*Goal of the exercise*
Copy each line below in which the string "swig" appears.

(Recorded data)
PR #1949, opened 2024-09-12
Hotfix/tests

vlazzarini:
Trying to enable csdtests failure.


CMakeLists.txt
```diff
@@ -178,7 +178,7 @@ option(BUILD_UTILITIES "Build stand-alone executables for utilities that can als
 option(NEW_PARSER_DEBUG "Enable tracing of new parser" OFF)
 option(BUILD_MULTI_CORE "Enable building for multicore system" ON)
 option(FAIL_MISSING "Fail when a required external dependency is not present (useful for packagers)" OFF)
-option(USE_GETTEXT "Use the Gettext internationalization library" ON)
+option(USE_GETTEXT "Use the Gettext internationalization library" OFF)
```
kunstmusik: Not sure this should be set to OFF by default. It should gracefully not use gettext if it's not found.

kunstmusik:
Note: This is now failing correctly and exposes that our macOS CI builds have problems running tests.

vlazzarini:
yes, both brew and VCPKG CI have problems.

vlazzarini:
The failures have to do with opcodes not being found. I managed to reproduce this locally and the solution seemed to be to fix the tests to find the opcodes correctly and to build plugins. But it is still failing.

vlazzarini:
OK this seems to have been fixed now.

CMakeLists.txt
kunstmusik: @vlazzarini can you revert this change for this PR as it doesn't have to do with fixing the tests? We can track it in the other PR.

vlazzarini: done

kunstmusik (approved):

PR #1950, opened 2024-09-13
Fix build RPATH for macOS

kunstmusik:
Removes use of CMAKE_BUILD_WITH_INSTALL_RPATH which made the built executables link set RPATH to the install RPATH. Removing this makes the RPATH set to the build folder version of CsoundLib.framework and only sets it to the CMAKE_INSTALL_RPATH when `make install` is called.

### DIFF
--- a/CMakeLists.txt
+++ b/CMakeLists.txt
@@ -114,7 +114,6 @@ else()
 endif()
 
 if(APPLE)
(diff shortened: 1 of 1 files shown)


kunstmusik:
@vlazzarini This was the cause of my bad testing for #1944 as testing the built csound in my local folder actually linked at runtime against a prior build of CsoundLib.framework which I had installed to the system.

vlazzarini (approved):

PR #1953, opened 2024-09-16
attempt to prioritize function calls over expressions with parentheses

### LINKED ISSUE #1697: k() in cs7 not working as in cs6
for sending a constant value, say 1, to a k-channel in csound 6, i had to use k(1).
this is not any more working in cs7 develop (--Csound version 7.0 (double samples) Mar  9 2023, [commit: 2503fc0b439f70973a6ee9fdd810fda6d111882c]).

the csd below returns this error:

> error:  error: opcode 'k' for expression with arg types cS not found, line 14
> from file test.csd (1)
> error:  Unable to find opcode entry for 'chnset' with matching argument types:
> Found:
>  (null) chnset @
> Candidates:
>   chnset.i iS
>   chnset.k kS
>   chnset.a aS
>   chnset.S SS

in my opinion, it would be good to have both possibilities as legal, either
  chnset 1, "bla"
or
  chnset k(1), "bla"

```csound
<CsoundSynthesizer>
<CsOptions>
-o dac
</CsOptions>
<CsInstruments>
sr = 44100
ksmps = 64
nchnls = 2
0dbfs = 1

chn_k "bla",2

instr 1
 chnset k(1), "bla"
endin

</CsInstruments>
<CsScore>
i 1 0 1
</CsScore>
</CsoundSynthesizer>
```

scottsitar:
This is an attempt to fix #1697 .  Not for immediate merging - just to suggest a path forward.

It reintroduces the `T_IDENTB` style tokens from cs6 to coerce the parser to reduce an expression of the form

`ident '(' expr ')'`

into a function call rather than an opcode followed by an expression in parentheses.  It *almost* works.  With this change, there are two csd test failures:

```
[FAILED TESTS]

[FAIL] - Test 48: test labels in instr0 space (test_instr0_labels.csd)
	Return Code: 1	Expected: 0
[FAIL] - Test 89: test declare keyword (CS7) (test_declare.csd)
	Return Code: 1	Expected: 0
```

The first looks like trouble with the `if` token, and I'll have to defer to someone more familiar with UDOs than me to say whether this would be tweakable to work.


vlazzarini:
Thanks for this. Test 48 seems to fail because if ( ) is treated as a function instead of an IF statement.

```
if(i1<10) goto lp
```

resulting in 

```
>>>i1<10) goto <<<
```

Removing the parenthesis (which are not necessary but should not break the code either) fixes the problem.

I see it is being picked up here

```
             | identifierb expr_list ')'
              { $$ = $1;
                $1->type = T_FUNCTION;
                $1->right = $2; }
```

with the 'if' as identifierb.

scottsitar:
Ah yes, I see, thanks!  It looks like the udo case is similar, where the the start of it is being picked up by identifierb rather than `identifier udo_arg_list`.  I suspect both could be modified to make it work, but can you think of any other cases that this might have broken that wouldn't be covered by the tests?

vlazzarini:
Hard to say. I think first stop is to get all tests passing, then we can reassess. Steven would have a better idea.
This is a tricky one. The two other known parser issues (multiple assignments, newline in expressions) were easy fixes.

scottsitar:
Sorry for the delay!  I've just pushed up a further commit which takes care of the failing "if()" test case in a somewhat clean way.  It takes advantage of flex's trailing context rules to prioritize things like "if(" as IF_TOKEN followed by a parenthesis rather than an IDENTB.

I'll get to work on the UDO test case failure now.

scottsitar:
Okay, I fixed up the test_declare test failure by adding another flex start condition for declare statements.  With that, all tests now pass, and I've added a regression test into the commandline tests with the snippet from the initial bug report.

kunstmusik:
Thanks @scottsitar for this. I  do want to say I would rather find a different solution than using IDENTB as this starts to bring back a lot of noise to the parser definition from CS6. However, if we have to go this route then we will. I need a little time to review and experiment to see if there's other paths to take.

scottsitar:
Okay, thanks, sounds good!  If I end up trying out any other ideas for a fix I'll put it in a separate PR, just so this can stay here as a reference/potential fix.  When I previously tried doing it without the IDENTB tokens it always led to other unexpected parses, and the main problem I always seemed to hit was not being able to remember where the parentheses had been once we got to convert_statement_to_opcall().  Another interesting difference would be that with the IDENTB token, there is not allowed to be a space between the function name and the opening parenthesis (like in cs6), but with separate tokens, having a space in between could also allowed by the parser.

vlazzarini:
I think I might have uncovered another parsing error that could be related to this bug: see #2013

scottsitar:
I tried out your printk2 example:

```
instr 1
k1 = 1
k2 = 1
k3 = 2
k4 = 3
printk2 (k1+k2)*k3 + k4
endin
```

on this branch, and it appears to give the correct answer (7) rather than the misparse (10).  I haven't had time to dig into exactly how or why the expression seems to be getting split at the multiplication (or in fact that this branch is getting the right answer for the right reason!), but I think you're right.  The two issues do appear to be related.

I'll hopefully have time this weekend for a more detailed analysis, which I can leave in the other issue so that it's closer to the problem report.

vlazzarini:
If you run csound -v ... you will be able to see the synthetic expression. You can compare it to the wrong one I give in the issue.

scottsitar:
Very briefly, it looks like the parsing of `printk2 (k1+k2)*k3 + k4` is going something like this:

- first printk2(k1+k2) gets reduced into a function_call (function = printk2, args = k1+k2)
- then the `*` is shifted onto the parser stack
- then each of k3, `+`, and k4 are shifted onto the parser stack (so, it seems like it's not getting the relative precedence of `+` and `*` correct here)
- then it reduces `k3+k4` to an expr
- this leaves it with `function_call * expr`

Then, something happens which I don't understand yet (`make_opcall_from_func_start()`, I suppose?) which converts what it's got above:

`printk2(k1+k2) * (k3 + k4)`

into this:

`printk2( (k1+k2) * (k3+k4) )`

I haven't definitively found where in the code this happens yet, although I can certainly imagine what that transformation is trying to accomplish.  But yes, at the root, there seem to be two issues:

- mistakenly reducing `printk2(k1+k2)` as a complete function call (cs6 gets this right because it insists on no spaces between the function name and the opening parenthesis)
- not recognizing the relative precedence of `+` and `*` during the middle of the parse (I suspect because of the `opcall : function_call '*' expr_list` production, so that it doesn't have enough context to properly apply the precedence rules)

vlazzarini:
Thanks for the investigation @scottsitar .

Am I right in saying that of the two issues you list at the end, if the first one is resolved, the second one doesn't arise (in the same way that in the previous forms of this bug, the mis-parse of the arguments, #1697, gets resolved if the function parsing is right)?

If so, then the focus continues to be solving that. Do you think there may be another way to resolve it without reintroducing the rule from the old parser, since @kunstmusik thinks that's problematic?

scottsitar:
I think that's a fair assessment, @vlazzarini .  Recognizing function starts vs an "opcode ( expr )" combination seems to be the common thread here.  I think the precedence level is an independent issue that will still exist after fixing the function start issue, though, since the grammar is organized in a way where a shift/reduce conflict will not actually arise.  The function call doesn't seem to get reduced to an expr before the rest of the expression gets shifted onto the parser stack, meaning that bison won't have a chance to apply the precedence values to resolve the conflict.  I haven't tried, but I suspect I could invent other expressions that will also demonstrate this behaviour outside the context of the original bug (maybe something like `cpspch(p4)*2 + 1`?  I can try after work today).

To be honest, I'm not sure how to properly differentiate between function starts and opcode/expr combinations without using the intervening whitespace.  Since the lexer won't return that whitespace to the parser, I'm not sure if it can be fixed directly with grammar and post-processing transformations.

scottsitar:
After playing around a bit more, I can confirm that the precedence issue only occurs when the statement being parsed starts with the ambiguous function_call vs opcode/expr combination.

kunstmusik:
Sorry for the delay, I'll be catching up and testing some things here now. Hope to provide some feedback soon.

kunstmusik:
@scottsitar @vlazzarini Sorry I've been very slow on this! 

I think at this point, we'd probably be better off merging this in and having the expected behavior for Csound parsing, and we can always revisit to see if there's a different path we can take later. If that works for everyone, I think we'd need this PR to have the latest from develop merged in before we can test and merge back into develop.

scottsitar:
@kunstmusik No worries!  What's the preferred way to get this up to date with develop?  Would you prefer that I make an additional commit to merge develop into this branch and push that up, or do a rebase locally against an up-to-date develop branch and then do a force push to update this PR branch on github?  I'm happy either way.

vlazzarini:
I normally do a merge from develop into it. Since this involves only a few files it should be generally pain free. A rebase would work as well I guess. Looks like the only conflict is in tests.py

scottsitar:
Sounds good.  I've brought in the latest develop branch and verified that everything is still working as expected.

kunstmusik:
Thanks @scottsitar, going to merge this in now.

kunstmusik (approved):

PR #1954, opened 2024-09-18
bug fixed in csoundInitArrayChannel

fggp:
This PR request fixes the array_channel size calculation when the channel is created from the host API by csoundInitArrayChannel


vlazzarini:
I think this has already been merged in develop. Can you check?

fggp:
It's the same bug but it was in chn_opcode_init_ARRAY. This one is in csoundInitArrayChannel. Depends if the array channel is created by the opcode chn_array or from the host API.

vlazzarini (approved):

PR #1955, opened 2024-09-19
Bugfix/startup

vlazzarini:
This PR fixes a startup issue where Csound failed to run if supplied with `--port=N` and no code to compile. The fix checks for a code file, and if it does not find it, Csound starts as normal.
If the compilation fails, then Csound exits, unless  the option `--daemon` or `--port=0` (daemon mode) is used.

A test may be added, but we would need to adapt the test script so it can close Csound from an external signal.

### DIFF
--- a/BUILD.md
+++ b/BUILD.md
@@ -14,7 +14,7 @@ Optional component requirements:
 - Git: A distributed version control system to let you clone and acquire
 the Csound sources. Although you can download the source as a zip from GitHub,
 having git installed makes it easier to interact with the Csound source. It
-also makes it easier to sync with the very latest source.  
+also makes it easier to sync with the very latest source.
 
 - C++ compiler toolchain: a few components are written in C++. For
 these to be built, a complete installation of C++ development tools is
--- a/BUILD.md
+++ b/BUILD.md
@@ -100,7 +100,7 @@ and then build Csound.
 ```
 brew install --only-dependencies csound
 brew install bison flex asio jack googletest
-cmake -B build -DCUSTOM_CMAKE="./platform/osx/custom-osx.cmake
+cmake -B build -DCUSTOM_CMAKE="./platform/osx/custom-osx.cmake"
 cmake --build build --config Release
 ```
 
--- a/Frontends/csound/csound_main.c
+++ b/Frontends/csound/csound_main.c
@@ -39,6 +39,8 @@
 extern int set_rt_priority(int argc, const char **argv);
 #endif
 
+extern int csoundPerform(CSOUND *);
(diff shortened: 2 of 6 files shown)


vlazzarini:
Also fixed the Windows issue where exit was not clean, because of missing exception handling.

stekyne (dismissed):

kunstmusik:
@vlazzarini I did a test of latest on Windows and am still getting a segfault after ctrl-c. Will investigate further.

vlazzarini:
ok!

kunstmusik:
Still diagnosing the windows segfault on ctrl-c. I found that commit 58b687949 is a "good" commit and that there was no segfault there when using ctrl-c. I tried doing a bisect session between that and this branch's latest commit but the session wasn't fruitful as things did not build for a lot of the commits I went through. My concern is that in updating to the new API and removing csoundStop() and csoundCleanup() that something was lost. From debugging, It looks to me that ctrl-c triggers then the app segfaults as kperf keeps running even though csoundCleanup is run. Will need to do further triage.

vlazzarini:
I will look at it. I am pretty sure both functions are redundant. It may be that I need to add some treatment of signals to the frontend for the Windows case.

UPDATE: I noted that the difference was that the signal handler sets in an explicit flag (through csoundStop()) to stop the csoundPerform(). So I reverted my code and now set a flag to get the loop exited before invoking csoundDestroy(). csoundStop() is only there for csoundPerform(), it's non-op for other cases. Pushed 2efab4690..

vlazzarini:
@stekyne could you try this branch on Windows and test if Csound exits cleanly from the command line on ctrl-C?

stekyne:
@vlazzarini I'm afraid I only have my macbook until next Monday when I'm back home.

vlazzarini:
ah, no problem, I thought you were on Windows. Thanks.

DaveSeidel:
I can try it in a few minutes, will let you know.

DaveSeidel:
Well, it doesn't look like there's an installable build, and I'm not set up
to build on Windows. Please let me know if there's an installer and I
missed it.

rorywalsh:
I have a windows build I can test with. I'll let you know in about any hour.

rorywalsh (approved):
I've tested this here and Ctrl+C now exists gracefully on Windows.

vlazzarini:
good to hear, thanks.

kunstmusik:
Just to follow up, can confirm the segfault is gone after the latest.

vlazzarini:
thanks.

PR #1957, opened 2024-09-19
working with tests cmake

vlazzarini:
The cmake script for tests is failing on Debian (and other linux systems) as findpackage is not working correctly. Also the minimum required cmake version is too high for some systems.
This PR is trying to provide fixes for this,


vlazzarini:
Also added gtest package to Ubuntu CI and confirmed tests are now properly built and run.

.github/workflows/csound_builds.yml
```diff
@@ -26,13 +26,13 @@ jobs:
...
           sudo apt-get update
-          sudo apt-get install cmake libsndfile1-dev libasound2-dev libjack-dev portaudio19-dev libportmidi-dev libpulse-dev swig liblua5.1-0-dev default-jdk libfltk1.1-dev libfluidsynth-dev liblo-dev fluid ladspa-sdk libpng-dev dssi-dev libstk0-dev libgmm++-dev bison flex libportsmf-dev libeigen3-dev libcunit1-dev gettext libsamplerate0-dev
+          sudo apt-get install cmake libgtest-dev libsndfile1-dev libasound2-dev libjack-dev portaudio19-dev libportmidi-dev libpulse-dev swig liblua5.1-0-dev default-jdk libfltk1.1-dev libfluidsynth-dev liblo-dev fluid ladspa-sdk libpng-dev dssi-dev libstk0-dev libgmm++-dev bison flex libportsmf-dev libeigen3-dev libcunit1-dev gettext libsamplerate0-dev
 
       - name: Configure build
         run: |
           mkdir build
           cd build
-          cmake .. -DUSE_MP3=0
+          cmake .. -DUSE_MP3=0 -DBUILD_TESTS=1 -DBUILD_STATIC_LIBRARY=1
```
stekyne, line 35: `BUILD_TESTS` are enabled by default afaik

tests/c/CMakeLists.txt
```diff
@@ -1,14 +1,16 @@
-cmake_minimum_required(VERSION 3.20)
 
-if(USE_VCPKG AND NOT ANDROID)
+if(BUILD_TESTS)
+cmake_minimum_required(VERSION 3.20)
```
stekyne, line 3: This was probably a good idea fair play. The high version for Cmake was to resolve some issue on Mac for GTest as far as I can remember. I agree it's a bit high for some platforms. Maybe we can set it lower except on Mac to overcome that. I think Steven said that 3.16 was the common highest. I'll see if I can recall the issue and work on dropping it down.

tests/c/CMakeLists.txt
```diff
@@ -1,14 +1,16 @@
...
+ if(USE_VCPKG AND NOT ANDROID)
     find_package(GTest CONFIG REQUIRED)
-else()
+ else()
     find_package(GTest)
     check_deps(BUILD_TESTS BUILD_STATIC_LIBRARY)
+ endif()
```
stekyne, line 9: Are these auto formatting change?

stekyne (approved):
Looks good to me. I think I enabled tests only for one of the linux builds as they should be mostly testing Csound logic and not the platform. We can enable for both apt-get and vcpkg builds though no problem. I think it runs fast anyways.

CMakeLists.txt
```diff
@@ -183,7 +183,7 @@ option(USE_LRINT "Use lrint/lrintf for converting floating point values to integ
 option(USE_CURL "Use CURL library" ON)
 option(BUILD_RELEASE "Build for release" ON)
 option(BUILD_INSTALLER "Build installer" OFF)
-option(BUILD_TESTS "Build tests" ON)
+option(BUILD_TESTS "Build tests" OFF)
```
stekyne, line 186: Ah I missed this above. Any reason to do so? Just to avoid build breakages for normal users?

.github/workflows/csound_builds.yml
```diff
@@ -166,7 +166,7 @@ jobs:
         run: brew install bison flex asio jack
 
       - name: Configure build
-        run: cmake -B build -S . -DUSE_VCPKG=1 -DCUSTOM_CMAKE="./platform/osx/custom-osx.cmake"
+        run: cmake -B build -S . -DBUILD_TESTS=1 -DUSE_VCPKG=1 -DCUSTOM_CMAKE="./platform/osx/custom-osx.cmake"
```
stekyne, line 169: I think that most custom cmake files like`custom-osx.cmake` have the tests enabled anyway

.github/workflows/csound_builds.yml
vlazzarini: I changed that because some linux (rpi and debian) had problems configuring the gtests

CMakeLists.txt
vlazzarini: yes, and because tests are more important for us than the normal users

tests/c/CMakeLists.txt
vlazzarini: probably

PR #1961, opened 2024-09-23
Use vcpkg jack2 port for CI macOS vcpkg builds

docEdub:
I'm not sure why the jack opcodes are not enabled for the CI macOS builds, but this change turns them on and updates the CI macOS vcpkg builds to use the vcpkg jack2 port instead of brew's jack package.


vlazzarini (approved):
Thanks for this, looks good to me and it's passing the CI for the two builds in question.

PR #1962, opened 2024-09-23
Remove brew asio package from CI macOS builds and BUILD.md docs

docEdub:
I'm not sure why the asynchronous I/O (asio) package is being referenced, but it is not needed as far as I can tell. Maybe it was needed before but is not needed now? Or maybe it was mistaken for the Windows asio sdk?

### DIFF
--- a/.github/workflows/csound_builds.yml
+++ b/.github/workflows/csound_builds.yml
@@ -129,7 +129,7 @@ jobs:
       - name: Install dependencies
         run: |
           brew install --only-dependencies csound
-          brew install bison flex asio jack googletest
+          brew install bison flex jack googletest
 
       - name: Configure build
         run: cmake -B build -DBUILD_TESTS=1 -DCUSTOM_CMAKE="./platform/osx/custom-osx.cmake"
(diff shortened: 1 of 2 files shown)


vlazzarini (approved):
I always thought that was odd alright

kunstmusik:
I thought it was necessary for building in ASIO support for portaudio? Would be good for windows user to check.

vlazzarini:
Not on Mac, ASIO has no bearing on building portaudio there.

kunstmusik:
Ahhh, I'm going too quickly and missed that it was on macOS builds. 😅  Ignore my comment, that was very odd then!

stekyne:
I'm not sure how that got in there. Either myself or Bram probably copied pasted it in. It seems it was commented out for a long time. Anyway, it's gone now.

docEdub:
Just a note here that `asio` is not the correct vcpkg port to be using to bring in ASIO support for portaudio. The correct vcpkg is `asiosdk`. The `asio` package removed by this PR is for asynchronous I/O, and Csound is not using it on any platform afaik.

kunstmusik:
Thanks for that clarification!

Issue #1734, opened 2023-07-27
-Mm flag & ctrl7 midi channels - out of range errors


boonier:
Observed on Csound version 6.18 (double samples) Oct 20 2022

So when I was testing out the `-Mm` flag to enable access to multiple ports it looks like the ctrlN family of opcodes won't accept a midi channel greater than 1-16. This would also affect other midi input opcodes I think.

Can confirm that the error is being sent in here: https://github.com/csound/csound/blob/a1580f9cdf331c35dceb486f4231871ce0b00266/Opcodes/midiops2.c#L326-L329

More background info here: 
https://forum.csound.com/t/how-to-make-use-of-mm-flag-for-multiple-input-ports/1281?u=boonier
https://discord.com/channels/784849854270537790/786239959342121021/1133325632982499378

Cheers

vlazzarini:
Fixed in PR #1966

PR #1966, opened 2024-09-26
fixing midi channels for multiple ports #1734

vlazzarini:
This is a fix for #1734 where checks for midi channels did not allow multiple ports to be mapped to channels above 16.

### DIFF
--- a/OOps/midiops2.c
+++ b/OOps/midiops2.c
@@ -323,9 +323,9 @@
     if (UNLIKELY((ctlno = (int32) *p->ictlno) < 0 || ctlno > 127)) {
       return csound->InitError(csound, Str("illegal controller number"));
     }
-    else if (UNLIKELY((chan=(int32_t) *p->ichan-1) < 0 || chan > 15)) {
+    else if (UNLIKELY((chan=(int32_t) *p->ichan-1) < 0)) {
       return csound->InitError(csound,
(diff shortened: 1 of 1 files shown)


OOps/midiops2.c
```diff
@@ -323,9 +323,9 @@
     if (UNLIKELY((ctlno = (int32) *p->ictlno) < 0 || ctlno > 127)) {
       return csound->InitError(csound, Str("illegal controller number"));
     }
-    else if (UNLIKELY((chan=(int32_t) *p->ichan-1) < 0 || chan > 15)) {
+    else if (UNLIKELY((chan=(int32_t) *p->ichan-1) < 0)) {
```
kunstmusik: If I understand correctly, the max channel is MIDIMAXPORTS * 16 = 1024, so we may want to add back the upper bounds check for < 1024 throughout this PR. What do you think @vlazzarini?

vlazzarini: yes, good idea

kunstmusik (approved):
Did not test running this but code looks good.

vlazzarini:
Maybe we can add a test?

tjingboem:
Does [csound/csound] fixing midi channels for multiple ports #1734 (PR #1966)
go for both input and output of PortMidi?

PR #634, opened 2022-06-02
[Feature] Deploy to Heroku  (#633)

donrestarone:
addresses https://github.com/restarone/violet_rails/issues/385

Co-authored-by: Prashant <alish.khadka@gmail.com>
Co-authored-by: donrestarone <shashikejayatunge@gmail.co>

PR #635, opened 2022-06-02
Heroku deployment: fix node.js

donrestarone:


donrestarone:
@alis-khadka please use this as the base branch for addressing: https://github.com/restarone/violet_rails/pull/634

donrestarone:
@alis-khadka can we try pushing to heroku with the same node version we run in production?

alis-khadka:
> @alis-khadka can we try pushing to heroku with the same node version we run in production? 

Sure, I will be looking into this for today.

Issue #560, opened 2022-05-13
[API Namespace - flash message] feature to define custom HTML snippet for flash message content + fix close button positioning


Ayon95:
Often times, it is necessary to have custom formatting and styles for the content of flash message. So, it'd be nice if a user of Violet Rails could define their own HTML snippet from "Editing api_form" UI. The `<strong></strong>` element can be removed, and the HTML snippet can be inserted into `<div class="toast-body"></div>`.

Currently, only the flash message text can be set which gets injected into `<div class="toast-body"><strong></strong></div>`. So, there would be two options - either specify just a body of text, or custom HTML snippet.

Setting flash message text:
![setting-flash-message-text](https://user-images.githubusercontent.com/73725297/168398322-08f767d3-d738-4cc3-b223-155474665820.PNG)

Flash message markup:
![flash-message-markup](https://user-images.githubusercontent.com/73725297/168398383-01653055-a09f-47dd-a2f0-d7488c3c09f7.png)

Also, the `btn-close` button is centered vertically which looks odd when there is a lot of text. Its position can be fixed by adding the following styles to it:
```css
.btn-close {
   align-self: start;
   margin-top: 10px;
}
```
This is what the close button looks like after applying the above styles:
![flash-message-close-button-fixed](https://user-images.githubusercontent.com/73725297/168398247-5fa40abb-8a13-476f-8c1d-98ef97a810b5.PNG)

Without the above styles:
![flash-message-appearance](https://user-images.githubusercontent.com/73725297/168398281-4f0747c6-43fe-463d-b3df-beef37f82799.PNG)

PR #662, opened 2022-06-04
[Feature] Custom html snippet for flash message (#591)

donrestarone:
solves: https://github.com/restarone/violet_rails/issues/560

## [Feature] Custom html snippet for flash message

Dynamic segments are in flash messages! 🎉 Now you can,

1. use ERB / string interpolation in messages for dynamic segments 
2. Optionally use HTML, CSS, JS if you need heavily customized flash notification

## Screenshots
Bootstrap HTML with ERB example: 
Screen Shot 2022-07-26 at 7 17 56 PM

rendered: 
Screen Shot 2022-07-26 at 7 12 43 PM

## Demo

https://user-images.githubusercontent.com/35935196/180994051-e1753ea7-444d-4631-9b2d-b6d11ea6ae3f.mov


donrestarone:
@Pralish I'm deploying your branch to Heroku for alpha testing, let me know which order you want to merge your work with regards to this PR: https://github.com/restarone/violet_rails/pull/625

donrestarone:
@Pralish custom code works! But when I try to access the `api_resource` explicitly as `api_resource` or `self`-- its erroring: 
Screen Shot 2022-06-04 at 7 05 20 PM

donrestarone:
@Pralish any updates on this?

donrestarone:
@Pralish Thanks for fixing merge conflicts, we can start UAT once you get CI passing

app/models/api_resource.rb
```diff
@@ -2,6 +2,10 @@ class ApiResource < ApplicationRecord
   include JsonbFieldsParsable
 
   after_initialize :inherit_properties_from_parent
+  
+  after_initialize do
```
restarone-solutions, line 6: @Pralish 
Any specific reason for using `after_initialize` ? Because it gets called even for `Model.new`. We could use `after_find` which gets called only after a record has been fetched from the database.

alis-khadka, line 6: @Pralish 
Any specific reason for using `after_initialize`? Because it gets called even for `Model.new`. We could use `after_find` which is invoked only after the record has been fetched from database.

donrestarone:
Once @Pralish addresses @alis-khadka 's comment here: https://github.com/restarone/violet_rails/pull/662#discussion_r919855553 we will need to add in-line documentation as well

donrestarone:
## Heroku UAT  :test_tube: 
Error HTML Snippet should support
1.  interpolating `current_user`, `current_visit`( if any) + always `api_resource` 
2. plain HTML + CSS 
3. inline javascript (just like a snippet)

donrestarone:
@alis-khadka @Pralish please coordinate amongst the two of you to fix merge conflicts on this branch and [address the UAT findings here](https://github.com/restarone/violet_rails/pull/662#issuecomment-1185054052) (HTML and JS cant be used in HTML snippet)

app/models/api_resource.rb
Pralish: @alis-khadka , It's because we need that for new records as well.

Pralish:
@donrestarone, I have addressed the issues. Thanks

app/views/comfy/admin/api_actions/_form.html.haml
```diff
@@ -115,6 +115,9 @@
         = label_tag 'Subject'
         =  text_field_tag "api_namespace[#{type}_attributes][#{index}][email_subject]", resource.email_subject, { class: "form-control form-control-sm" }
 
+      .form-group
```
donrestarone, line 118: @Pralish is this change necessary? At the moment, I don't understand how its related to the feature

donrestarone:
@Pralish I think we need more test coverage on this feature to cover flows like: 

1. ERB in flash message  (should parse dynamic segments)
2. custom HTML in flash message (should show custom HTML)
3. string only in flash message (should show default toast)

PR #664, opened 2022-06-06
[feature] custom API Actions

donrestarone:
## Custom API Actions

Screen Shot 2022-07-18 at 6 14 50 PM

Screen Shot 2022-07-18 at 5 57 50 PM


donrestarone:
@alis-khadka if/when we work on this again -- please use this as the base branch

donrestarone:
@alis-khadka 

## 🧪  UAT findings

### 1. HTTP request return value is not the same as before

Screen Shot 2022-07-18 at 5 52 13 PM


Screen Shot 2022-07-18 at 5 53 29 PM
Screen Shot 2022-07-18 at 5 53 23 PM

*Answer for this exercise*
-          sudo apt-get install cmake libsndfile1-dev libasound2-dev libjack-dev portaudio19-dev libportmidi-dev libpulse-dev swig liblua5.1-0-dev default-jdk libfltk1.1-dev libfluidsynth-dev liblo-dev fluid ladspa-sdk libpng-dev dssi-dev libstk0-dev libgmm++-dev bison flex libportsmf-dev libeigen3-dev libcunit1-dev gettext libsamplerate0-dev
+          sudo apt-get install cmake libgtest-dev libsndfile1-dev libasound2-dev libjack-dev portaudio19-dev libportmidi-dev libpulse-dev swig liblua5.1-0-dev default-jdk libfltk1.1-dev libfluidsynth-dev liblo-dev fluid ladspa-sdk libpng-dev dssi-dev libstk0-dev libgmm++-dev bison flex libportsmf-dev libeigen3-dev libcunit1-dev gettext libsamplerate0-dev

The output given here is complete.